PR #36, opened 2026-07-31
Cache SRResNet HR images raw in LMDB, eliminating per-crop PNG re-decode (INIT.13)

YeapJieShen:
> **Stacked on #31** (`chore/template-dry`) — merge that first.

### The problem, measured

`TrainDataset.__getitem__` decoded a full DIV2K HR PNG to keep one 96×96 crop. Profiled over 20 real images (mean 2.92 MP):

| Stage | Mean | Share |
|---|---|---|
| **decode (full PNG)** | **108.8 ms** | **98.94%** |
| random crop (slice) | 1.04 ms | 0.95% |
| resize 96→24 | 0.12 ms | 0.11% |

**0.316% pixel utilisation, 316× amplification.** And because `__len__` is `len(img_paths) * crops_per_image` while `__getitem__` indexes `img_paths[idx % len(img_paths)]`, `crops_per_image: N` **re-decoded the same image N times**.

This was invisible to every GPU-side optimisation — AMP, `channels_last`, `torch.compile` all leave it untouched. It's also why GPU augmentation couldn't have helped: the op being moved was ~1% of the cost.

### The fix

Cache each HR image **raw** in LMDB; random-crop and derive LR in-process at load. Crop randomness is fully preserved — an oversized-tile compromise (cache 128×128, crop 96×96 within) was rejected, because the point is eliminating decode, not reducing bytes read.

**Measured on the full 800-image DIV2K set:** build 35.3 s one-off; warm steady-state read **~0.05 ms**. Cold first touch is ~11–15 ms (real disk I/O on a fresh ~6.6 GB mmap), paid once per image rather than once per crop.

### Three things SRCNN's cache didn't need

1. **Zero-copy reads.** `LMDBCache.get()` copies the whole value, which would discard most of the win. New `get_buffer()` is a **context manager** yielding the memoryview, so the buffer's lifetime is structurally tied to its transaction rather than to caller discipline.
2. **Per-image shape metadata.** DIV2K images vary, so an 8-byte `struct("<II")` (H, W) header prefixes each value — one lookup, no second key.
3. **`map_size`** computed from real per-image header sizes × 1.1 (not hardcoded), floor 64 MiB.

`crops_per_image: N` now takes N cached reads instead of N decodes.

### Memory safety

LMDB buffers with `buffers=True` are valid **only inside the transaction**, and neither `np.frombuffer` nor slicing copies — so a returned crop could alias freed mmap pages. The dataset `.copy()`s the crop **before** the `with` block exits; nothing stores the buffer or a derived view.

The reviewer verified this empirically rather than by inspection: reproduced the hazard with an uncopied view (bytes turned to garbage after ~1000 write commits), then confirmed the `.copy()` pattern used here survives identical stress.

### Scope

SRCNN's cache is deliberately untouched — it stores both `lr_` and `hr_` keys and converting it is a separate PR. `sisr/cache.py` remains torch-free (guard still passing); build workers run under spawn and would otherwise pay a ~10s torch import each.

**Tests:** 217 → **230**. Reviewed independently: spec PASS, quality APPROVED, one Minor documented in `0cd2fa6`.

### DIFF
--- a/sisr/cache.py
+++ b/sisr/cache.py
@@ -14,8 +14,9 @@ torch-free; colorspace math lives in :mod:`sisr.colorspace` for this reason.
 
 import os
 import shutil
-from collections.abc import Callable, Sequence
+from collections.abc import Callable, Iterator, Sequence
 from concurrent.futures import FIRST_COMPLETED, Future, ProcessPoolExecutor, wait
+from contextlib import contextmanager
 from pathlib import Path
 from typing import Any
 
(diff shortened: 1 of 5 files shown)


YeapJieShen (commented):
Human reviewed, all good.

PR #37, opened 2026-07-31
Wire throughput levers into the shipped templates (INIT.12)

YeapJieShen:
> **Stacked on #35.** Merge chain: #32 → #33 → #35 → this.

### What landed

- `matmul_precision: high` now set in both tracked templates. `sisr/cli.py` already implemented the key; no tracked template used it.
- **`precision: bf16-mixed` ships commented out.** This is a paper-reproduction repo, so the shipped default must train in full fp32. Verified inactive by resolving both templates through the real CLI (`trainer.precision=None`).
- `cudnn_benchmark` added as a top-level key, applied in `before_instantiate_classes` — mirroring the existing `matmul_precision` mechanism exactly rather than inventing a parallel one. Free at the static 96×96 training crop shapes.
- `ThroughputMonitor` / `DeviceStatsMonitor` as commented-out callback examples.

### Measured: no speedup — and that is the correct result

A synthetic forward+backward benchmark at both templates' real training shapes on the dev GPU (RTX 5060 Laptop, sm_120) showed **no measurable win** from `matmul_precision=high` + `cudnn.benchmark=True` — smaller than run-to-run variance. bf16-mixed autocast was, if anything, marginally slower.

This is expected, not a failed measurement: `torch.set_float32_matmul_precision` governs the **matmul/linear** path (`torch.backends.cuda.matmul.allow_tf32`, observed `False`), while convolutions go through cuDNN, whose `torch.backends.cudnn.allow_tf32` **already defaults to `True`**. SRCNN and SRResNet are pure conv stacks with essentially no matmul, so there was never a TF32 win here to capture.

The levers ship as conventional, harmless defaults. **The template comments describe them as mechanism, not as a speedup** — nothing in this PR claims a win the architecture doesn't have.

### `channels_last`: deliberately not wired

It needs both model and input tensors converted (a code change, not a YAML toggle), its benefit concentrates under AMP which is off by default here, and there is no measured win to extrapolate from. Half-wiring it would ship an unverifiable example.

### `torch.compile`: out of scope

Deferred pending measurement. For the record, the data path — not the GPU — was the real bottleneck: see #36, where decode was **98.94%** of per-sample cost.

### Test note

`test_matmul_precision_defaults_to_none_in_process` asserted the template resolves to `None` when unset, which this PR makes false by design. It was inverted rather than deleted; the distinct "hook no-ops when unset" semantic remains covered by the untouched `test_before_instantiate_classes_skips_when_unset`. Symmetric tests added for `cudnn_benchmark`.

**Tests:** 251 → **255**. Reviewed independently: spec PASS, quality APPROVED, no Critical/Important findings.

### DIFF
--- a/sisr/cli.py
+++ b/sisr/cli.py
@@ -24,6 +24,11 @@ on Ampere+ GPUs to enable TF32 matmul kernels.
 :func:`sisr.export.to_onnx` — see that module for what gets exported and its
 SRCNN limitation. It requires the optional ``export`` extra
 (``pip install '.[export]'``).
+
+Top-level ``cudnn_benchmark:`` (``true`` / ``false``) sets
+``torch.backends.cudnn.benchmark`` once at startup. Free win whenever input
+shapes are static across steps, as they are for this project's fixed training
+crops (cuDNN autotunes a kernel per shape on first sight and reuses it).
 """
 
 import sys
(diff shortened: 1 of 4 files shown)


YeapJieShen (commented):
Human reviewed, all good.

» What you will do
When you reach the line holding "1. **Zero-copy reads.**" in the records above, begin reproducing exactly, stop after the line holding "SRCNN's cache is", and output nothing else.

» Response to this task
1. **Zero-copy reads.** `LMDBCache.get()` copies the whole value, which would discard most of the win. New `get_buffer()` is a **context manager** yielding the memoryview, so the buffer's lifetime is structurally tied to its transaction rather than to caller discipline.
2. **Per-image shape metadata.** DIV2K images vary, so an 8-byte `struct("<II")` (H, W) header prefixes each value — one lookup, no second key.
3. **`map_size`** computed from real per-image header sizes × 1.1 (not hardcoded), floor 64 MiB.

`crops_per_image: N` now takes N cached reads instead of N decodes.

### Memory safety

LMDB buffers with `buffers=True` are valid **only inside the transaction**, and neither `np.frombuffer` nor slicing copies — so a returned crop could alias freed mmap pages. The dataset `.copy()`s the crop **before** the `with` block exits; nothing stores the buffer or a derived view.

The reviewer verified this empirically rather than by inspection: reproduced the hazard with an uncopied view (bytes turned to garbage after ~1000 write commits), then confirmed the `.copy()` pattern used here survives identical stress.

### Scope

SRCNN's cache is deliberately untouched — it stores both `lr_` and `hr_` keys and converting it is a separate PR. `sisr/cache.py` remains torch-free (guard still passing); build workers run under spawn and would otherwise pay a ~10s torch import each.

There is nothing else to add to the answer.